I’m just getting started with Nomad but so far I’m very excited.
In the lifecycle of software it usually starts out as a manually provisioned VM, then scaling up to a few machines then moving to Kubernetes (or now that I know about it, Nomad).
Currently we’re at the 2nd stage and we are running fully containerized using Rancher 1 as the orchestrator.
The simplicity of nomad and the recent focus on removing the need for Consul would allow it to fill this medium size gap; however as mentioned in other issues there’s no testing done at small scale.
Unfortunately for us we do not have the expertise to do actual testing and since the Nomad team is (I think) focusing on simpler deployments with less moving parts I’d argue that it makes sense to test for a few smaller scale scenarios as well.

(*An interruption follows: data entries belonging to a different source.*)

PR #184, opened 2019-12-17
feat: always show dual axis DHIS2-8009

martinkrulltott:
[Ticket](https://jira.dhis2.org/browse/DHIS2-8009)

### DIFF
--- a/src/components/DimensionMenu.js
+++ b/src/components/DimensionMenu.js
@@ -1,4 +1,4 @@
-import React, { Component } from 'react'
+import React from 'react'
 import Divider from '@material-ui/core/Divider'
 import Menu from '@material-ui/core/Menu'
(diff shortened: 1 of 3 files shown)


src/components/DimensionMenu.js
```diff
@@ -42,97 +24,158 @@ const getRemoveMenuItem = onClick => (
...
-            getDualAxisItem(dimensionId, () => {
-                dualAxisItemHandler()
-                onClose()
-            })
-        )
+    numberOfDimensionItems
+) => {
+    let label
+
+    if (!isDualAxisType(visType)) {
```
martinkrulltott, line 34: This could be solved in a more compact / ES6 way and possibly be merged with the logic check on line 100. @janhenrikoverland thoughts?

janhenrikoverland (approved):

Note that all of this is about production environments at small scale (in other posts the implicit assumption of people responding always seems to be that small scale implies non-prod).
Running a Nomad node in client & server mode.

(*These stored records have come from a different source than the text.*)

PR #222, opened 2020-01-14
fix: ui glitch for data elements v2(DHIS2-8044)

martinkrulltott:
* UI fix for a glitch with the data element selector, that's causing elements to overlap.


martinkrulltott:
Fixed: image

janhenrikoverland (approved):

This seems to be the best way to get started quickly; the argument against it seems to be that there might be resource contention, but I feel this can be managed by proper configuration if properly documented.

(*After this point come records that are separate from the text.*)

PR #253, opened 2020-01-22
fix: helpers for full axis, locked dimension, dimension can be added to axis

edoardo:
These are used when a dimension is added/moved/dragged in the layout.
It respects the layout rules by checking the current state of the destination axis (is full, the dimension already present is locked...) to avoid incorrectly adding a dimension.

### DIFF
--- a/src/modules/layoutUiRules/index.js
+++ b/src/modules/layoutUiRules/index.js
@@ -10,8 +10,8 @@ export {
 
 export {
     hasAxisTooManyItemsByVisType as hasAxisTooManyItems,
-    isDimensionLocked,
-    isAxisFull,
-    canDimensionBeAddedToAxis,
+    isDimensionLockedByVisType as isDimensionLocked,
+    isAxisFullByVisType as isAxisFull,
+    canDimensionBeAddedToAxisByVisType as canDimensionBeAddedToAxis,
     getTransferableDimensionPerAxisByVisType as getTransferableDimension,
 } from './rulesUtils'
--- a/src/modules/layoutUiRules/index.js
+++ b/src/modules/layoutUiRules/index.js
@@ -7,4 +7,7 @@ export {
     hasAxisTooManyItemsByVisType as hasAxisTooManyItems,
     getAxisPerLockedDimByVisType as getAxisPerLockedDimension,
     getAllLockedDimIdsByVisType as getAllLockedDimensionIds,
+    isDimensionLocked,
+    isAxisFull,
+    canDimensionBeAddedToAxis,
 } from './rulesHelper'
--- a/src/modules/layoutUiRules/index.js
+++ b/src/modules/layoutUiRules/index.js
@@ -4,10 +4,14 @@ export {
     getAxisMaxNumberOfItemsByVisType as getAxisMaxNumberOfItems,
     getAxisMaxNumberOfDimsByVisType as getAxisMaxNumberOfDimensions,
     getAxisMinNumberOfDimsByVisType as getAxisMinNumberOfDimensions,
-    hasAxisTooManyItemsByVisType as hasAxisTooManyItems,
     getAxisPerLockedDimByVisType as getAxisPerLockedDimension,
     getAllLockedDimIdsByVisType as getAllLockedDimensionIds,
+} from './rulesHelper'
+
+export {
+    hasAxisTooManyItemsByVisType as hasAxisTooManyItems,
     isDimensionLocked,
     isAxisFull,
     canDimensionBeAddedToAxis,
-} from './rulesHelper'
+    getTransferableDimensionPerAxisByVisType as getTransferableDimension,
+} from './rulesUtils'
--- a/src/modules/layoutUiRules/rulesHelper.js
+++ b/src/modules/layoutUiRules/rulesHelper.js
@@ -38,3 +38,25 @@ export const getAxisPerLockedDimByVisType = (visType, dimensionId) =>
 
 export const getAllLockedDimIdsByVisType = visType =>
     Object.keys(getLockedDimsByVisType(visType))
+
+export const isDimensionLocked = (visType, dimensionId) =>
+    getAllLockedDimIdsByVisType(visType).find(id => id === dimensionId)
+
+export const isAxisFull = (visType, axisId, axisDimensionsCount) =>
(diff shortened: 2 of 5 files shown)


src/modules/layoutUiRules/rulesHelper.js
```diff
@@ -38,3 +38,25 @@ export const getAxisPerLockedDimByVisType = (visType, dimensionId) =>
...
+    axisDimensionsCount === getAxisMaxNumberOfDimsByVisType(visType, axisId)
+
+export const canDimensionBeAddedToAxis = (visType, layout, axisId) => {
+    const axisIsFull = isAxisFull(visType, axisId, layout[axisId].length)
+    const dimensionIsLocked = isDimensionLocked(visType, layout[axisId][0])
+
+    // 1 dimension allowed in axis
+    // 1 dimension is already present and not locked
+    // the dragged one can be added and will cause the old one to be moved to filters
+    if (axisIsFull && !dimensionIsLocked) {
```
martinkrulltott: shorten to `return (axisIsFull && !dimensionIsLocked) || (!axisIsFull)` ?

src/modules/layoutUiRules/rulesHelper.js
```diff
@@ -38,3 +38,25 @@ export const getAxisPerLockedDimByVisType = (visType, dimensionId) =>
 
 export const getAllLockedDimIdsByVisType = visType =>
     Object.keys(getLockedDimsByVisType(visType))
+
+export const isDimensionLocked = (visType, dimensionId) =>
+    getAllLockedDimIdsByVisType(visType).find(id => id === dimensionId)
+
+export const isAxisFull = (visType, axisId, axisDimensionsCount) =>
+    axisDimensionsCount === getAxisMaxNumberOfDimsByVisType(visType, axisId)
```
martinkrulltott: should check >= instead of === ?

Latency between Nomad server nodes
The allowed latency for the raft protocol is 10ms, but what happens if I run a cluster with 3 nodes in different datacenters, with a <30ms latency?
I’d be great to know that this will still be fine for cases where there’s say < 200 containers and probably more importantly: less than 5 new job submissions / hour.
I’m very excited to move over our production system, but even after our own testing I cannot be confident that the system will hold up if deployed like I mentioned.
Deploying on a full scale Nomad + Consul cluster is not realistic for our size.
How can I help in making Nomad more accessible for smaller workloads
I think Nomad does sound like broadly a good fit given when you’ve described.
Re question 1 - Running in mixed client/server mode seems like a fine option to me. I would just reserve some CPU and memory for the Nomad “server” portion of the agent in the client’s config. https://developer.hashicorp.com/nomad/docs/configuration/client#reserved
Re question 2 - Latency between clients and servers is no big deal. There is some heartbeat config on the clients and a max_client_disconnect value you can use to make sure Nomad is fine with this. But… latency between servers is a big deal. You could probably initially deploy servers in different datacenters and get away with it, but it would be a brittle system. We suggest putting servers in different availability zones within the same region. That will allow latency to be low while still having a fair bit of resilience.
Good luck with everything!
Thanks for the quick response!
I’m in the process of setting up the cluster with 1 server “far” away at 25 ms. Then will migrate it to a more local dc, it’ll allow me to practice this kind of operation as well.
While reading docs I found this setting: https://developer.hashicorp.com/nomad/docs/configuration/server#raft_multiplier
To me this seems like the exact thing I’d need though. Of course it has drawbacks as clearly state, but to me those seem like situation where one could make an analysis of the pros and cons.
Got it all working now; server nodes binding to a private network address, clients having a “public” network defined which can be used by a system LB job etc.
Edit: this was partially implemented in 1.2.4, the http server now supports multiple address binding. This solves my use case.
I’m wondering if there’s a reason not to allow binding the agent to multiple addresses. Say my server has the following IPs:
- private ip 192.168.18.3
- public ip x.y.z.z
- local ip 127.0.0.1
- docker ip 172.17.0.1
It’s not unreasonable to want to bind the server to all but the public interface.